• ACQUIRED BRAIN INJURY
• BIOCHEMISTRY
• DEMENTIA
• TRAUMATIC BRAIN INJURY

Traumatic brain injuries (TBIs) have been a common consequence of combat since prehistoric times, and injuries to the cranium are commonly found in skeletal remains of prehistoric humans, most of which are likely a consequence of warfare.1 While physicians have long recognised the consequences of severe TBIs,2 far more common are so-called ‘mild’ TBIs, which were mostly ignored by the medical system until this century.3 Not surprisingly, these mild TBIs are highly prevalent in military veterans, and a US Army study found that approximately 15% of service members reported a mild TBI during a 1-year deployment,4 and multiple injuries are common. TBI exposure during military service has been linked to neurocognitive disorders in later life5 and to psychological distress such as anxiety, depression and post-traumatic stress disorder. To adequately fulfil the obligation society has to young people sent into combat, understanding the long-term consequences of these injuries and having access to biomarkers that can help properly diagnose and monitor the consequences of these injuries is a critical need.6

Graham et al seek to uncover the long-term neuropsychiatric implications of combat-associated TBI in British combat veterans who participated in the ADVANCE-TBI study after having served in Afghanistan.7 The recent recognition that proteins detected at elevated levels in blood after TBI8 reflect neurodegenerative processes9 presents opportunities to evaluate the biochemical consequences of TBI, which has major implications for the provision of appropriate rehabilitative and mental health services. This article makes significant strides towards further elucidating the relationship between TBI exposure, neuropsychological outcomes and blood biomarker levels years after military injuries.

A major strength of this paper is the ADVANCE cohort, which enrolled a large number (n=1145) of active duty and retired UK military personnel both with and without a history of major battlefield trauma requiring aeromedical evacuation from the combat theatre, who were followed for up to 8 years postinjury. Among those with trauma exposure, a subset sustained extracranial injury without TBI, providing an important subgroup for TBI comparison. The prevalence of chronic neuropsychiatric complications in the extracranial-only injury group more closely mirrored that of the uninjured group, while the TBI subset demonstrated significantly higher rates of anxiety and depressive symptoms. The authors went further to demonstrate that a history of neurotrauma was also associated with a significantly worse reported quality of life and poorer motor function as compared with those without injury or with extracranial injury alone.

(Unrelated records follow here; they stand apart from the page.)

PR #430, opened 2024-09-27
Adds support for RO cluster configs

### LINKED ISSUE #353: Trying to change network binds after bootstrap does not seem to work
# Issue report
Trying to change network binds after bootstrap does not seem to work

quincy/stable (0+git.4a608fc)

```bash
# ip a 
[..]
2: enp5s0: <BROADCAST,MULTICAST,UP,LOWER_UP> mtu 1500 qdisc mq state UP group default qlen 1000
    link/ether 00:16:3e:30:33:01 brd ff:ff:ff:ff:ff:ff
    inet 192.168.10.99/24 metric 100 brd 192.168.10.255 scope global dynamic enp5s0
       valid_lft 572785sec preferred_lft 572785sec
    inet 10.5.0.3/16 scope global enp5s0
       valid_lft forever preferred_lft forever
```

```bash
# microceph bootstrap

# sudo ceph config generate-minimal-conf
[global]
	fsid = d2b14f41-10a0-44e2-96a8-a1f10171e5b9
	mon_host = [v2:192.168.10.99:3300/0,v1:192.168.10.99:6789/0]
```

Now I followed this to change the network bind to another one
https://canonical-microceph.readthedocs-hosted.com/en/quincy-stable/how-to/configure-network-keys/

The authors also probed the relationships between TBI, its chronic complications and blood biomarkers relevant to neuropsychiatric disorders. These included glial fibrillar acidic protein (GFAP), neurofilament light (NfL), total τ, phospho-tau181 and amyloid-β peptides (Aβ 42 and 40). Of these, only GFAP demonstrated a significant chronic elevation specific to the TBI group, although, among this group, both GFAP and NfL levels reflected injury severity (ie, higher in patients with moderate-severe TBI as compared with mild). Importantly, the authors sampled levels annually following the index encounter and noted that GFAP and Aβ 42 decreased over time. These relationships are of particular interest given that these biomarkers are thought to be associated with Alzheimer’s disease (AD) and AD-related dementias, thus representing a potential pathophysiological mechanism connecting TBI and cognitive impairment.

The findings related to GFAP levels suggest alterations in brain biochemistry persist for many years following initial injury. Moreover, by linking this finding to TBI sequelae, the authors make steps towards gaining a mechanistic understanding of chronic TBI. These results confirm the profound toll that combat-associated neurotrauma, even seemingly mild injuries, can have on long-term neurocognitive and quality-of-life metrics and open a new window into how molecular biomarkers may provide mechanistic insights and accelerate the day when effective disease-modifying therapies are available.